Gelebte Nachbarschaft
Da im geförderten Wohnbau die Menschen mehr oder weniger zufällig nebeneinander wohnen und eine Nachbarschaft bilden, bietet es sich an, genau über die gemeinsamen Räume das soziale Netzwerk aufzubauen. Die Einbindung der Nachbarschaft in die Planung, die Organisation oder die Verwaltung unterstützt diese Prozesse. Mitgestaltung schafft Identifikation und reduziert Konfliktpotenzial.

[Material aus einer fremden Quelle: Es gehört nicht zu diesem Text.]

PR #754, opened 2025-01-27
fix: set DEFAULT_TIMEOUT and remove MAX_RETRIES to avoid multiple pai…

zavodil:
…d requests on slow completions

### DIFF
--- a/hub/api/v1/routes.py
+++ b/hub/api/v1/routes.py
@@ -8,6 +8,7 @@ from fastapi import APIRouter, Depends, HTTPException, Query
 from fastapi.responses import JSONResponse, StreamingResponse
 from fastapi.security import HTTPBearer
 from nearai.shared.cache import mem_cache_with_timeout
+from nearai.shared.client_config import DEFAULT_TIMEOUT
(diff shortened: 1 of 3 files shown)


hub/api/v1/routes.py
```diff
@@ -183,7 +184,7 @@ def chat_completions(
         raise HTTPException(status_code=400, detail="Provider not supported") from None
 
     try:
-        resp = llm.chat.completions.create(**request.model_dump(exclude={"provider"}))
+        resp = llm.chat.completions.create(**request.model_dump(exclude={"provider"}), timeout=DEFAULT_TIMEOUT)
```
arktoswb, line 187: We should pinpoint where timeout is not propagated. If we set timeout in `InferenceClient` to be 10 min, why is it still 1 min?
This line seems like a good place for debugging. Maybe print/log what timeout we get from `request.model_dump` and what timeout we pass to `llm.chat.completions.create`

arktoswb (approved):

hub/api/v1/routes.py
arktoswb: Then the question is where `timeout` from `litellm` request is received in hub?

Neben Räumen können auch Freiflächen wie Gemeinschaftshochbeete einen vielversprechender Möglichkeitsraum in Nachbarschaften darstellen. Gemeinschaftlich genutzte Gärten können als physische und symbolische Verankerung gemeinsamer Werte wirken – vom ökologischen Bewusstsein bis zur sozialen Inklusion. Gleichzeitig stellen sie hohe Anforderungen an Organisation, Engagement und Pflege. Alle tragen Verantwortung und lernen von- und miteinander.


Pflegen und nutzen
Unter „Gemeinschaffen“ versteht realitylab, dass gemeinschaftliches Handeln Räume schafft. Dabei orientiert sich realitylab an der Commons-Theorie von Elinor Ostrom. Sie zeigt mit ihrer preisgekrönten Arbeit, dass zum nachhaltigen Funktionieren einer Ressource (z. B. Gemeinschaftsräume und -flächen) eine klare Gemeinschaft (z. B eine Hausgemeinschaft) nötig ist, die diese pflegt, nutzt und dafür bestimme, und selbstgesetzte Regeln und Organisationsformen entwickelt.

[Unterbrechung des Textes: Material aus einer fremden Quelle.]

PR #779, opened 2025-01-31
Add type of json to Message

gabehamilton:


gabehamilton:
aitp seems to be working ok so far without this

PR #780, opened 2025-01-31
Subthread communication

gabehamilton:


hub/api/v1/thread_routes.py
```diff
@@ -364,10 +432,19 @@ def list_messages(
     ),
     run_id: str = Query(None, description="Filter messages by the run ID that generated them."),
     auth: AuthToken = Depends(get_auth),
+    include_subthreads: bool = True,
```
gabehamilton, line 435: May change this default in the future, will sync on the front end implementation.

nearai/agents/environment.py
```diff
@@ -25,6 +26,8 @@
 )
 from litellm.utils import CustomStreamWrapper
 from openai import NOT_GIVEN, NotGiven, OpenAI
+from openai.types.beta.auto_file_chunking_strategy_param import AutoFileChunkingStrategyParam
```
gabehamilton, line 29: type_check.sh complained that our chunking classes should be openai. I think they weren't present in the openai version we were initially using but are now.

hub/api/v1/thread_routes.py
```diff
@@ -679,16 +756,24 @@ def _run_agent(
         # with get_session() as session:
         if run_model.parent_run_id:
             parent_run = session.get(RunModel, run_model.parent_run_id)
-
             if parent_run:
+                # check parent_run_id of the parent for loops
+                if parent_run.parent_run_id:
+                    raise HTTPException(
```
PierreLeGuen, line 762: Are we sure of this behavior? Does it mean A awaits B, B awaits C is not possible?

nearai/agents/environment.py
gabehamilton: Nevermind, got it sorted

hub/api/v1/thread_routes.py
gabehamilton: Definitely needs some more sophisticated logic. I put this in as an initial safeguard. I'll write an issue for it. Even the callback here could slip through it with a loop.

PierreLeGuen (approved):

gabehamilton:
Related refactoring PR coming soon.

PR #783, opened 2025-01-31
Return [tool.poetry] to pyproject.toml

arktoswb:
Do not approve.
This appears to be a better fix: https://github.com/nearai/nearai/pull/785


zavodil:
Are you sure you use poetry 2? 
https://python-poetry.org/blog/announcing-poetry-2.0.0/#highlights has a structure that you are updating here

PR #806, opened 2025-02-03
set default MAX_RETRIES = 0

zavodil:


gabehamilton (approved):

ewiner (changes requested):
Well... then we're trading occasional double-responses for occasional no-responses.  We know those APIs are flaky, so I don't think that's a good tradeoff.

Gerade beim Beispiel der Urban- Gardening-Flächen zeigt sich, dass diese besonders gut funktionieren. Bei diesen Flächen ist meist klar: Jene, die mitmachen, kümmern sich um die Flächen. Sie bestimmen, wie diese genutzt werden. Die von Gesetzes wegen immer für alle zugänglich zu haltenden Gemeinschaftsflächen sind öfter konfliktreich oder von rücksichtsloser, im schlimmsten Fall zerstörerischer Nutzung betroffen. Es gibt keine oder kaum Möglichkeiten, verbindliche Regeln und Sanktionen zu setzen und so den Kreis der Nutzer:innen auf jene einzuschränken, die sich dem Erhalt der Ressource Gemeinschaftsraum verpflichtet fühlen.
Analog und digital
Digitale Räume spielen zunehmend eine Rolle. Plattformen zur Raumreservierung, Foren für Nachbarschaftsprojekte, wie beunity, oder WhatsApp- Gruppen ergänzen die physischen Treffpunkte und ermöglichen niederschwellige Kommunikation und Organisation. Auch hier gilt – digitale Räume brauchen Nutzungsregeln, die von allen Beteiligten getragen und (weiter) entwickelt werden. Fazit : „Es kann gelingen …“ – Gemeinschaft ist machbar, wenn man sie gestaltet.